Toward responsible and ethical use of LLMs

These concerns emphasize the need for concerted efforts to ensure responsible and ethical use of LLMs as they continue to evolve (Table 1). While pathology information has the benefit of synoptic reporting, other forms of clinical documentation are often less structured, thus may be more susceptible to hallucinations. Implementing solutions upstream of the LLM task, such as through standardized documentation templates and language, could mitigate the risk of missing data and streamline the extraction process. Others have proposed strategies in prompt design, such as a “chain-of-verification”, which entails asking the LLM a series of verification questions to allow it to correct any inconsistencies in its original response11. A similar approach was adopted by Huang et al., in which ChatGPT was asked to provide a degree of certainty and supporting evidence from the pathology report for each extracted attribute3. These techniques may help researchers identify potential vulnerabilities to hallucinations and refine their prompts to improve accuracy. In addition, LLMs should be instructed to indicate uncertainty (“I don’t know”) when no evidence is available to make appropriate inferences. The authors employed several of these strategies and should be commended for detailing their iterative prompt engineering process, underscoring the importance of transparency in both prompt design and final prompt selection.

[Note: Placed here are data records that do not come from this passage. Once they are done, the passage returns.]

Issue #327, opened 2025-01-31
Fail quickly and warn when we see an error like: 'invalid_api_key'


jwmatthews:
Let's ensure that we fail quickly on the case when Kai is having known problems with talking to a service which will not resolve.  We could consider to start this that an API Key error is a good candidate of something that will not resolve on it's own, so we should fail fast when detected.  This will get a little complicated later as we consider potential intermittent issues which could resolve on a retry.  

Below is my reproducer

I uninstalled extension 0.0.6 and installed 0.0.7.
I FORGOT to configure my provider key via `provider-settings.xml`
`provider-settings.xml`
```
models:
  OpenAI: &active
    environment:
      OPENAI_API_KEY: "key"
    provider: "ChatOpenAI"
    args:
      model: "gpt-4o"
```

So I was running with default with no useful key configured.
This is my fault of not configuring the key, yet I assume this will be a common workflow folks hit at first.

I proceeded to run analysis and looked good, so I asked to resolve a fix.
It ran for 12 minutes, and then it said no response was found

<img width="1579" alt="Image" src="https://github.com/user-attachments/assets/689ba1d7-d556-4f04-b912-821bca4c1d28" />

Below is look at the response

```
$ head -n 10 .vscode/konveyor/solution_20250131T144638.json
{
  "encountered_errors": [
    "Error code: 401 - {'error': {'message': 'Incorrect API key provided: key. You can find your API key at https://platform.openai.com/account/api-keys.', 'type': 'invalid_request_error', 'param': None, 'code': 'invalid_api_key'}}",

```

djzager:
imo what remains after #335 is complete is on kai to prevent initialize being successful when the provider info specified isn't useful for actually communicating with the provider.

Documented here https://github.com/konveyor/kai/issues/609

PR #335, opened 2025-02-01
:sparkles: Remove key text from `sample-provider-settings.yaml`, add a command to reset

sjd78:
Two changes:
  - Remove the sample key text to shorten any time to fail on solution requests if a user doesn't put the keys in the right place

  - Add a command to allow a user to backup their existing `provider-setting.yaml` file and reset it back to the extension default/sample file

This is a partial fix for #327.

### DIFF
--- a/vscode/package.json
+++ b/vscode/package.json
@@ -39,8 +39,14 @@
   "contributes": {
     "commands": [
       {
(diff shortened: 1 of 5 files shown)


djzager (approved):
lgtm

Table 1 Strategies to mitigate the impact of hallucinations in large language models (LLMs)

Despite advances in safeguarding against hallucinations, these approaches remain imperfect. GPT models, like ChatGPT, do not “reason” in the human sense, as they lack consciousness. Instead, they generate responses by analyzing patterns and relationships in the data from their training. When users pose a question, the model uses complex algorithms to predict the most likely sequence of words as a response, aiming for statistical coherence and contextual relevance. However, these models do not reason using elaborate knowledge and their capabilities are further limited by their lack of access to new data or publications after their training period. Moreover, they cannot access content behind paywalls or member-only restrictions. These limitations mean that model outputs often require a “human in the loop” to ensure accuracy and relevance. Addressing these challenges may raise additional regulatory considerations regarding the adequacy of verification measures, thresholds for acceptable error or hallucination rates, and frequency of model updates required to align with new discoveries and changes in clinical practice.

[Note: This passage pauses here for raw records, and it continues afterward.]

PR #340, opened 2025-02-03
:bug: expose demoMode

pranavgaikwad:


vscode/package.json
```diff
@@ -594,6 +594,13 @@
           "scope": "window",
           "order": 50
         },
+        "konveyor.kai.demoMode": {
+          "type": "boolean",
+          "default": false,
+          "description": "Whether to run Kai in demo mode i.e. use cached LLM responses",
+          "scope": "window",
+          "order": 50
+        },
```
djzager, line 603: Can you not infer this from a non-null `konveyor.kai.cacheDir`? Why do we need both? Are we sure we should be sticking demo flags directly into our IDE config?

djzager (approved):
LGTM.

I'm leaving the comment on whether this is actually necessary or not because I still don't know that it is. But the strength of my conviction is not enough to not approve.

If we can do without it though, infering it from the cacheDir I personally think that would be better.

vscode/package.json
pranavgaikwad: @djzager there is a usecase where you would want the builtin cache (not setting cacheDir) to be used when in demo mode (setting demoMode). I don't see this being used by users that often, but for our demos we need this kind of thing.

PR #343, opened 2025-02-04
:seedling: Enable mocha testing on webview-ui

sjd78:
Enable mocha tests on `webview-ui` by:
  - moving mocha deps to root `package.json`
  - adding `.mocharc.json` to each project that has unit tests
  - adopt `tsx` instead of `ts-node`

Note: A glob is in place on `webview-ui`'s test script since no unit test currently exist to run.  In that case, it isn't really an error.  In the future, once a test is added, the glob check should be removed so mocha will fail if tests are not found.

Supports: #338


djzager (approved):
LGTM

The ChatGPT, Generative Artificial Intelligence, and Natural Large Language Models for Accountable Reporting and Use (CANGARU) Guidelines is an international, multi-disciplinary effort currently working to standardize a set of recommendations for the responsible use, disclosure, and reporting of these tools in academic research and scientific discourse12,13. Moving forward, these guidelines may be a valuable resource for researchers, reviewers, and editorial boards, ensuring appropriate use of LLMs in clinical research.

In conclusion, LLMs like ChatGPT have reshaped the research landscape, introducing innovative and efficient approaches to data extraction, analyses, and manuscript writing. However, concerns related to hallucinations and potential biases within LLM-generated responses may jeopardize the reliability and safety of these tools. Furthermore, misuse of LLMs may detract from the integrity of the scientific method, resulting in the potential loss of critical thinking skills, particularly among junior researchers. The CANGARU guidelines are an example of how important steps are being made toward establishing an international consensus in the appropriate use of LLMs across research disciplines. By implementing guidelines and recognizing the potential harms of using LLMs in research, relevant stakeholders can uphold the principles of transparency and accountability while harnessing the full potential of LLMs in a responsible and ethical manner.